Mayor of Hostomel
- In office 25 October 2015 – 7 March 2022

Personal details
- Born: 11 August 1960 Hostomel, Ukrainian SSR, Soviet Union (now Ukraine)
- Died: 7 March 2022 (aged 61) Hostomel, Ukraine
- Alma mater: University of Marxism-Leninism

= Yuriy Prylypko =

Ukrainian politician (1960–2022)

Yuriy Illich Prylypko (Юрій Ілліч Прилипко, 11 August 1960 – 7 March 2022) was a Ukrainian politician who served as the mayor of Hostomel from 2015 until his death during the 2022 Russian invasion of Ukraine. He was killed by Russian soldiers on 7 March 2022.

== Biography ==
In 2015, Prylypko was elected as the mayor of Hostomel.

Yuriy Prylypko faced public criticism for helping to hide the car fleet of former President of Ukraine Viktor Yanukovych, who was convicted of treason. Yuriy Prylypko opposed the allocation of land to ATO veterans, which caused a conflict with them.

During his tenure and the 2022 Russian invasion of Ukraine, President Volodymyr Zelenskyy awarded the title of Hero City on 6 March to six Ukrainian cities and towns that defended themselves against invading Russian soldiers, including Hostomel.

Prylypko was shot and killed by occupying Russian soldiers on 7 March, along with several other volunteers, while delivering food and medicine in the city.
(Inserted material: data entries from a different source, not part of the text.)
PR #25, opened 2026-05-29
feat(model-switch): probe LM Studio /api/v1/models with OpenAI fallback

pmanko:
Probe LM Studio's `/api/v1/models` (REST v1) first; fall back to OpenAI-compat `/v1/models` for any other endpoint. Surfaces per-entry loaded state + display name + max context length, filters `type=embedding` out.

Stacks on #22; base set to `feat/model-switch-service`. Will rebase onto main after #22 merges.

Adds:
- `ModelEntry` + `AvailableModels` types; `ModelListResponse` gets optional `provider` + `entries[]` (back-compat)
- `deriveLmStudioV1ModelsUrl`, `looksLikeLmStudioV1Response`, `parseLmStudioV1Models`, `fetchAvailable`, `requestModelLoad`
- New `POST /model/load` REST endpoint (pre-load on picker select)
- Protected test seams: `httpGet`, `httpPostJson`

Tests: 16 new in `ModelSwitchServiceTest` (22 total). Full API suite green. TDD: red → green.

Paired frontend PR follows on `openmrs-esm-chartsearchai`.

### DIFF
--- a/api/src/main/java/org/openmrs/module/chartsearchai/api/impl/ModelSwitchService.java
+++ b/api/src/main/java/org/openmrs/module/chartsearchai/api/impl/ModelSwitchService.java
@@ -57,8 +57,97 @@ public class ModelSwitchService {
 	private HttpClient httpClient;
 
 	/**
+	 * One model entry as surfaced to the picker. When the source is LM Studio's
+	 * /api/v1/models, all fields are populated; when the source is the
+	 * OpenAI-compat /v1/models fallback, only {@code id}/{@code displayName}
+	 * are meaningful, {@code type} defaults to "llm", {@code loaded} to false,
+	 * and {@code maxContextLength} to null.
+	 */
+	public static final class ModelEntry {
+
+		private final String id;
+
+		private final String displayName;
+
+		private final String type;
+
+		private final boolean loaded;
+
+		private final Long maxContextLength;
+
+		public ModelEntry(String id, String displayName, String type, boolean loaded,
+				Long maxContextLength) {
+			this.id = id;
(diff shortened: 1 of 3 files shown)


dkayiwa:
Closing this together with #22: it bases on that branch, so it has no home once #22 closes, and no CI ever ran here.

On direction, this makes the module LM Studio-aware specifically (probing the proprietary /api/v1/models, plus a server-side pre-load call). The remote engine is deliberately a generic OpenAI-compatible client, and the strategic path for this module is the bundled local llama-server, so first-class desktop-app vendor coupling points us the wrong way.

There is also a concrete hole I verified in the diff. requestModelLoad checks that the provider looks like LM Studio and that the name is non-empty, but unlike setCurrent it never validates the requested model against the probed list before POSTing `{"model": <caller input>}` to /api/v1/models/load. Combined with the endpoint's AI Query Patient Data gate, any chat-privileged user could make the OpenMRS server fire arbitrary-name load requests at the inference host, and a handful of repeated large-model loads is enough to exhaust memory on that box and take inference down for everyone. The JSON body is also assembled by string concatenation escaping only double quotes. The tests stub the httpGet/httpPostJson seams, so none of this behavior is exercised for real.

The LM Studio response-shape details this encodes (key, type, loaded_instances, max_context_length) stay documented in this PR if we ever need them.

pmanko:
Closing. This depends on #22's ModelSwitchService, which #157 replaces with the provider registry and the med-agent-hub profile relay, and LM Studio is no longer a target of the stack (llama.cpp's router serves the local models). Superseded by #157.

His body was reportedly booby trapped by Russian forces. When the local priest came to pick up his body, a sympathetic Russian soldier stopped the priest from getting close, disarmed the trap, and helped load the mayor's body onto a wheelbarrow to be transported away. Prylypko was buried near the local church with honors.

Several European mayors expressed their condolences over his killing, including Enzo Bianco, president of the National Council of Anci and member of the presidency of the committee of European regions, and Esterino Montino, mayor of Fiumicino, Italy.